◆ **DATA TO EXAMINE**:
PR #823, opened 2026-06-08
Feature/mcd integration

DominicDirkx:
Local version (from tudat-team) of https://github.com/tudat-team/tudatpy/pull/622 to allow repo secret to be used


DominicDirkx:
@nikemais All right, the CI finally seems to be happy (getting the Windows Fortran stuff to work was a pain). I made some changes so that the ClimateModel does not have the Body as a member object anymore (in line with all other environment models)

docs/tudatpy/source/conf.py
```diff
@@ -69,9 +71,23 @@ def filter_mcd_docs(app, docname, source):
         return
 
     text = source[0]
-    text = text.replace("\n   mcd\n", "\n")
+    text = text.replace("\n   mars_climate_database_climate_model\n", "\n")
```
DominicDirkx: Why is the conf.py manually adding MCD things?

◆ **EXERCISE GOAL**:
Within the entries above, find each line where "conf" appears; copy every one.

◆ **ANSWER TO THIS TASK**:
docs/tudatpy/source/conf.py
DominicDirkx: Why is the conf.py manually adding MCD things?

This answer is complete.